● Task goal: If a line in the entries below contains "still", copy it.

(Data shown)

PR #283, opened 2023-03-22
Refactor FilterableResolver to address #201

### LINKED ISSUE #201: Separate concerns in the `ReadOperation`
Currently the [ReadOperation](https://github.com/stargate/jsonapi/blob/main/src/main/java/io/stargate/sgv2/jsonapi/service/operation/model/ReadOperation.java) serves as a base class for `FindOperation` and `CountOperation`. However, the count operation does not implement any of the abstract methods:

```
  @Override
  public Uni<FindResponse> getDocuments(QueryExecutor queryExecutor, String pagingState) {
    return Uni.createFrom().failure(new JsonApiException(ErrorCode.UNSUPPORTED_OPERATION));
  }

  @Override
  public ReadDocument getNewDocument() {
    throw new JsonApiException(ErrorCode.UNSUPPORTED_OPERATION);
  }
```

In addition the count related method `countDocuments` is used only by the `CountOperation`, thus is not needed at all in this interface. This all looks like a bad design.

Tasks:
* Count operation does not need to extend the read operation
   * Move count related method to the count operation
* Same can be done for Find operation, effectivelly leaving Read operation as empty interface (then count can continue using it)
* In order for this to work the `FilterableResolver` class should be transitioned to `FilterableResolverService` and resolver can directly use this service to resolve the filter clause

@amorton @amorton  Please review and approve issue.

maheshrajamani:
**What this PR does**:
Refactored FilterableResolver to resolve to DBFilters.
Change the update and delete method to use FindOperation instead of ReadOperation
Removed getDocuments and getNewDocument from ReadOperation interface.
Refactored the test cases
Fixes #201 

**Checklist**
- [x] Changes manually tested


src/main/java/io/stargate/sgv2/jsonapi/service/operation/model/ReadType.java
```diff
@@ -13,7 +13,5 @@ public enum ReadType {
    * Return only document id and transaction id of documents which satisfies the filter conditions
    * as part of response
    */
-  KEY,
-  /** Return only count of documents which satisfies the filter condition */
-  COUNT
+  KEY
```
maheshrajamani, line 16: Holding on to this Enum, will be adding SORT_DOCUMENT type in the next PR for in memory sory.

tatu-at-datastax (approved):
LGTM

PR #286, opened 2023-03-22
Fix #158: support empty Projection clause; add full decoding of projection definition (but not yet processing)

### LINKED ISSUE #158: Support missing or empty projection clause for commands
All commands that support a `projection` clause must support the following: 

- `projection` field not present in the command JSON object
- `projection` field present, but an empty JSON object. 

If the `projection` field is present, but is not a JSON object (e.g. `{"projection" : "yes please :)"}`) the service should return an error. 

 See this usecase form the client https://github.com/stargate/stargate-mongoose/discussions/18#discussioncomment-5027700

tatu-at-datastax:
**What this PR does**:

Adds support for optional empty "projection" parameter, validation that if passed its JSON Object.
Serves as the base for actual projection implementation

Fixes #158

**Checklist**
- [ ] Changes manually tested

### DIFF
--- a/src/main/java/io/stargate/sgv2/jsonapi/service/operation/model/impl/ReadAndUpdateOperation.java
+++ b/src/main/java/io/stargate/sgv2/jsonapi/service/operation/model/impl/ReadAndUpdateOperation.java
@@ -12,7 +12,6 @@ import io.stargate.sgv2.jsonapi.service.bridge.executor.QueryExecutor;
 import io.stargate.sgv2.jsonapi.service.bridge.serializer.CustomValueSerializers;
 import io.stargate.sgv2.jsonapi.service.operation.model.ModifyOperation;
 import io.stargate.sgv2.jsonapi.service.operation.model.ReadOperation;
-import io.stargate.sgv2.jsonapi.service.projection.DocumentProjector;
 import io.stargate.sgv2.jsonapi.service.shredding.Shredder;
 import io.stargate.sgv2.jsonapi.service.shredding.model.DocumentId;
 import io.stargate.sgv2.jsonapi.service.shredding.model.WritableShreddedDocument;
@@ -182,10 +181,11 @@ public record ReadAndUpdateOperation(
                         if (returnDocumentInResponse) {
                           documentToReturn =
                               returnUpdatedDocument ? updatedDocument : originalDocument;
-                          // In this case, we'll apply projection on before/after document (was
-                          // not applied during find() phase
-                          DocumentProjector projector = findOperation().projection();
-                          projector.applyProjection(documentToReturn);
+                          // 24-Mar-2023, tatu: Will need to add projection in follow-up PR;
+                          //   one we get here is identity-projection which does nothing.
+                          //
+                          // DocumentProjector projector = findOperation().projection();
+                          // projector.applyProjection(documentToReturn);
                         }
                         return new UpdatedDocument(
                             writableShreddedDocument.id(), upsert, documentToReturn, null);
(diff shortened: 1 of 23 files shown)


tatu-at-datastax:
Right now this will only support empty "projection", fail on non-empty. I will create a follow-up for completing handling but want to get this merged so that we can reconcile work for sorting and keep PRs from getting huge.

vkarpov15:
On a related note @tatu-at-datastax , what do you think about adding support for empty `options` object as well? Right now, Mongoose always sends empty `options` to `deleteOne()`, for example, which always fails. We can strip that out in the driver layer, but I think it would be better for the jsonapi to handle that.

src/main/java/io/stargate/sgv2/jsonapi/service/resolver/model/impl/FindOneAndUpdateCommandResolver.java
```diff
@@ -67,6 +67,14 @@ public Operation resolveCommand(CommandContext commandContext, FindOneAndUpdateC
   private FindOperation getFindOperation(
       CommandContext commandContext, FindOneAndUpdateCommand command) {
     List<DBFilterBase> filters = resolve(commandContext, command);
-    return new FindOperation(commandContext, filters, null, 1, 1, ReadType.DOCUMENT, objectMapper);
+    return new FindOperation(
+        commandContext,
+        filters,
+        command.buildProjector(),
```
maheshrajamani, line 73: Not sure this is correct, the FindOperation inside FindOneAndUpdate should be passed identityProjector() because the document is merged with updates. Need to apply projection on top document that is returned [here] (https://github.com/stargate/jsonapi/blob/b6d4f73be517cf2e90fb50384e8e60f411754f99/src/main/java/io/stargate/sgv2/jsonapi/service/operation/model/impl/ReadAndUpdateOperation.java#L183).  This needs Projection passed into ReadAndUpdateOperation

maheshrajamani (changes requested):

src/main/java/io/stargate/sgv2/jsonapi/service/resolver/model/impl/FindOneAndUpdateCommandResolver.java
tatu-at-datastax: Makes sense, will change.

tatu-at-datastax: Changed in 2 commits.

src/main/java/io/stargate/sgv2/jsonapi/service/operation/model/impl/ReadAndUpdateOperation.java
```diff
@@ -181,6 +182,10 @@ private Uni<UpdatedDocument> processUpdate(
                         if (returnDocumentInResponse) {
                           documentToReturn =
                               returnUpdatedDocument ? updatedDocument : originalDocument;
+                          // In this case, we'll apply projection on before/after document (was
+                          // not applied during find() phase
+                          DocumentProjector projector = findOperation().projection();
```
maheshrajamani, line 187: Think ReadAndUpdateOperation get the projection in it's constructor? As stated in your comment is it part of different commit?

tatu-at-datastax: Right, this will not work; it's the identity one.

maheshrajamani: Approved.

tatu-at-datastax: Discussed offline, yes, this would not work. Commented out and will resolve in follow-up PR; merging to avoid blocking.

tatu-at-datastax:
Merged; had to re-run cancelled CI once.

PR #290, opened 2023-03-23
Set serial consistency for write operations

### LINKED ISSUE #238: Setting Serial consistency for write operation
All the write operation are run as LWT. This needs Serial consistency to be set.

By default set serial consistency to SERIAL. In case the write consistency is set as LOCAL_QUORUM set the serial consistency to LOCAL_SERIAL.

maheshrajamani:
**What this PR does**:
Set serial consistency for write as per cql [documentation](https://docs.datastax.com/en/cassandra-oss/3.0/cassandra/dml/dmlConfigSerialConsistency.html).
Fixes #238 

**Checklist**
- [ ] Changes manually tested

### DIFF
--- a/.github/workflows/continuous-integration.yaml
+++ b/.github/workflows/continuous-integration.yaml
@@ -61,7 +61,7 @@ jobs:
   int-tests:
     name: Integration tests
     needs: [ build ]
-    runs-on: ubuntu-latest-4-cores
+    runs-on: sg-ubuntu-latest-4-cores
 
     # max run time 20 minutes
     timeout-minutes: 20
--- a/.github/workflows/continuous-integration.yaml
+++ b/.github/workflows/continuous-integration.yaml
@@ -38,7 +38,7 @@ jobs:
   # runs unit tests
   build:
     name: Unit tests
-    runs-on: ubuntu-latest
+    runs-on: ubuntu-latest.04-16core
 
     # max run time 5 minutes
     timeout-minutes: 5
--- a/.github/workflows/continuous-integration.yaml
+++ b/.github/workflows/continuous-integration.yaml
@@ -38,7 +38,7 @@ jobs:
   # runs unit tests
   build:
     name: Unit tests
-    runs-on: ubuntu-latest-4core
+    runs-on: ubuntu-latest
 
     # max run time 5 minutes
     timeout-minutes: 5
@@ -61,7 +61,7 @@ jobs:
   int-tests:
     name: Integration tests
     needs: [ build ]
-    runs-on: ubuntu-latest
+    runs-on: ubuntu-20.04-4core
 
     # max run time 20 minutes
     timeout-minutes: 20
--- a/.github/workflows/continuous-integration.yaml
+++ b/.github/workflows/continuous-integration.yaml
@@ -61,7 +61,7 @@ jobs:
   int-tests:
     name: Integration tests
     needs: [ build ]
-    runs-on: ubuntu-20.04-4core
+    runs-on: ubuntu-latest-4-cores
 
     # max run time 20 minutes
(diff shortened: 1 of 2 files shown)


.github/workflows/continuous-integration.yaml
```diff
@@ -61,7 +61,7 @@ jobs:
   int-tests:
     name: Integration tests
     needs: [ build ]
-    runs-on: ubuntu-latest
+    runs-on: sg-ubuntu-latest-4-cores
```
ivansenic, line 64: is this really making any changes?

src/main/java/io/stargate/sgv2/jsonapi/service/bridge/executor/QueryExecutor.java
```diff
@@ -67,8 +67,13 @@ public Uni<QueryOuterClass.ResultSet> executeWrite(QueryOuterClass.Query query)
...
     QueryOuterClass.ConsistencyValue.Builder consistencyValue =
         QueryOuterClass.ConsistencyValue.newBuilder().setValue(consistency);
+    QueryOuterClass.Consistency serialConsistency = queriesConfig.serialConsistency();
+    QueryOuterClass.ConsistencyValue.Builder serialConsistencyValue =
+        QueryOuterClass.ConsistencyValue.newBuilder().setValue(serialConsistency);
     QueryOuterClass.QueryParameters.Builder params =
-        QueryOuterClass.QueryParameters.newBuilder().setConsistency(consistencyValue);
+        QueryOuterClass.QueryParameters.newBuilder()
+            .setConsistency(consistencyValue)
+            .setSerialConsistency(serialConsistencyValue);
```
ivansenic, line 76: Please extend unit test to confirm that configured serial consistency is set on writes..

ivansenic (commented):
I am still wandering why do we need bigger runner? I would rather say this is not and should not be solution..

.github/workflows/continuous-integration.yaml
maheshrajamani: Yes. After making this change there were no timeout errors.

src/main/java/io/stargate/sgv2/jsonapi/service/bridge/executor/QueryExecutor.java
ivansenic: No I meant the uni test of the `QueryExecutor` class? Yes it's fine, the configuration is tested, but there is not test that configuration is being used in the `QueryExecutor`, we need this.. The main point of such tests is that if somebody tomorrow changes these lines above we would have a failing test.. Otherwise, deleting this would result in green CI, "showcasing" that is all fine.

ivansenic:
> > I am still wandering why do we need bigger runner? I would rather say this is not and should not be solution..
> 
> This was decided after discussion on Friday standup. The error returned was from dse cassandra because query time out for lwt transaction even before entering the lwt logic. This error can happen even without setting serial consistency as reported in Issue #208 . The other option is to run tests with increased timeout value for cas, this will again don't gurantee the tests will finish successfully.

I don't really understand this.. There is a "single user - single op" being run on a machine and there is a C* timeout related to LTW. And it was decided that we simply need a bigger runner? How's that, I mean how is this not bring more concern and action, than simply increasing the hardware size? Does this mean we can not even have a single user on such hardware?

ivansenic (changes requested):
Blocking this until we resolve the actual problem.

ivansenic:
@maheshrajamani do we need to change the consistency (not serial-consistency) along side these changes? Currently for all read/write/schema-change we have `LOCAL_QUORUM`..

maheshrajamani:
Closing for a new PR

(End Data shown)

● Response to the exercise:
I am still wandering why do we need bigger runner? I would rather say this is not and should not be solution..
> > I am still wandering why do we need bigger runner? I would rather say this is not and should not be solution..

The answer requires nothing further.